> [DATA FOR THIS EXERCISE]
PR #1475, opened 2024-04-04
Distributed-ranges namespace

mateuszpn:
Use cmake -DCMAKE_CXX_STANDARD=20 to include DR to your project


BenBrock:
This PR currently applies `clang-format` to a bunch of oneDPL files that are not part of distributed ranges.  We need to revert those changes, as formatting pre-existing code should not be part of this PR.  We should limit this PR to only include changes to distributed ranges.

BenBrock:
Please ignore my previous comment; I see now that this is a PR against the `distributed-ranges` branch, not against `main`, and it looks like the `distributed-ranges` branch is in good shape in terms of not applying these kinds of formatting changes.  I assume you'll fix this in this PR before merging with `distributed-ranges`.

I went ahead and opened a draft PR for the [whole `distributed-ranges` branch](https://github.com/oneapi-src/oneDPL/pull/1479), just so I can easily look at what we're adding.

> [TASK DESCRIPTION]
Find and copy each line above holding "include".

> [ANSWER AREA]
Use cmake -DCMAKE_CXX_STANDARD=20 to include DR to your project
This PR currently applies `clang-format` to a bunch of oneDPL files that are not part of distributed ranges.  We need to revert those changes, as formatting pre-existing code should not be part of this PR.  We should limit this PR to only include changes to distributed ranges.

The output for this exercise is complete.